▶ DATASET EXCERPTS
PR #3350, opened 2018-11-28
Split paths and urls

### LINKED ISSUE #3305: Embed `encodeURIComponent` in url generating functions
We can write wrapper functions to current url generators to embed `encodeURIComponent` there, eg. 

```export const orderUrl = (id: string) => urlJoin(orderSectionUrl, id);```

would become

```
export const orderPath = (id: string) => urlJoin(orderSectionUrl, id);
export const orderUrl = (id: string) => orderPath(encodeURIComponent(id));
```

This way we can omit repeating pattern `orderUrl(encodeURIComponent(id))` in favor to `orderUrl(id)`.
Also, this would require using `...Path() functions` in `<Route />` components, as they should not be excaped.

### PR DESCRIPTION
**Pull request by dominik-zeglen**
I want to merge this change because it introduces the pattern that eases router path creation and unburdens developer from encoding parameters each time URL function is used.
Resolves #3305 

### Pull Request Checklist

### DIFF
--- a/saleor/static/dashboard-next/productTypes/urls.ts
+++ b/saleor/static/dashboard-next/productTypes/urls.ts
@@ -1,6 +1,13 @@
 import * as urlJoin from "url-join";
 
 const productTypeSection = "/productTypes/";
-export const productTypeListUrl = productTypeSection;
-export const productTypeAddUrl = urlJoin(productTypeSection, "add");
-export const productTypeUrl = (id: string) => urlJoin(productTypeSection, id);
+
+export const productTypeListPath = productTypeSection;
+export const productTypeListUrl = productTypeListPath;
+
+export const productTypeAddPath = urlJoin(productTypeSection, "add");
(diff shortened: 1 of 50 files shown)

### CODE REVIEW

File: saleor/static/dashboard-next/productTypes/urls.ts [hunk 1]
```diff
@@ -1,6 +1,13 @@
 import * as urlJoin from "url-join";
 
 const productTypeSection = "/productTypes/";
```
maarcingebala: Let's also change this path to `/product-types/`.

saleor/static/dashboard-next/siteSettings/urls.ts
```diff
@@ -1,5 +1,9 @@
 import * as urlJoin from "url-join";
 
 const siteSettingsSection = "/siteSettings";
```
maarcingebala: Add this one to `/site-settings/`.

PR #5638, opened 2020-05-13
Activate and Deactivate App mutations

korycins:
- AppActivate mutation
- AppDeactivate mutation
- tests


tests/api/app/mutations/test_app_activate.py
```diff
@@ -0,0 +1,167 @@
...
+    variables = {
+        "id": id,
+    }
+    response = staff_api_client.post_graphql(
+        query, variables=variables, permissions=(permission_manage_orders,)
+    )
+    assert_no_permission(response)
+
+    app.refresh_from_db()
+    assert not app.is_active
```
IKarbowiak, line 98: This test is not needed, `post_graphql` is doing this check.

tests/api/app/mutations/test_app_deactivate.py
```diff
@@ -0,0 +1,167 @@
...
+    variables = {
+        "id": id,
+    }
+    response = staff_api_client.post_graphql(
+        query, variables=variables, permissions=(permission_manage_orders,)
+    )
+    assert_no_permission(response)
+
+    app.refresh_from_db()
+    assert app.is_active
```
IKarbowiak, line 98: Same here, `post_graphql` is doing this check.

saleor/graphql/app/mutations.py
```diff
@@ -208,6 +211,75 @@ def clean_instance(cls, info, instance):
...
+            msg = "App is already deactivated."
+            code = AppErrorCode.INVALID.value
+            raise ValidationError({"id": ValidationError(msg, code=code)})
+
+    @classmethod
+    def perform_mutation(cls, root, info, **data):
+        app = cls.get_instance(info, **data)
+        cls.clean_instance(info, app)
+        app.is_active = False
+        cls.save(info, app, cleaned_input=None)
```
fowczarek, line 279: Maby? 
```suggestion
        app.save(update_fields=["is_active"])
```

tests/api/app/mutations/test_app_activate.py
fowczarek: We have tasks to remove this "feature" from post_graphql.

saleor/graphql/app/mutations.py
```diff
@@ -208,6 +211,75 @@ def clean_instance(cls, info, instance):
...
+            permissions
+        ):
+            msg = "You don't have enough permission to perform this action."
+            code = AppErrorCode.OUT_OF_SCOPE_APP.value
+            raise ValidationError({"id": ValidationError(msg, code=code)})
+
+        if app.is_active:
+            msg = "App is already active."
+            code = AppErrorCode.INVALID.value
+            raise ValidationError({"id": ValidationError(msg, code=code)})
```
maarcingebala, line 239: I'm wondering, is it useful to raise this validation error? What if the mutation just did nothing and returned the unmodified object?

saleor/graphql/app/mutations.py
```diff
@@ -208,6 +211,75 @@ def clean_instance(cls, info, instance):
...
+    @classmethod
+    def clean_instance(cls, info, app: App):
+        requestor = get_user_or_app_from_context(info.context)
+        permissions = app.permissions.all()
+        if not requestor_is_superuser(requestor) and not requestor.has_perms(
+            permissions
+        ):
+            msg = "You don't have enough permission to perform this action."
+            code = AppErrorCode.OUT_OF_SCOPE_APP.value
+            raise ValidationError({"id": ValidationError(msg, code=code)})
```
maarcingebala, line 234: I'm a bit lost on why we prefer `ValidationError` and not `PermissionDenied` here.

saleor/graphql/app/mutations.py
korycins: Not sure of this. ModelMutation has its own flow, if we are able then we should use it but you are right - having `update_fields` in `cls.save()` would be a good idea.

saleor/graphql/app/mutations.py
korycins: @maarcingebala I just aligned to the current flow here.
PermissionDenied is dedicated to raising when the user/app doesn't have the required permission for a given section. Here, we use ValidationError as this error is not connected only with the user. The user has access to Apps, but he can't manage Apps with bigger permissions than he has for his own.  
If you don't like it then what do you propose?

▶ TASK REQUIREMENTS
Copy every line of the material above in which the word "already" appears.

▶ ANSWER BELOW
+            msg = "App is already deactivated."
+            msg = "App is already active."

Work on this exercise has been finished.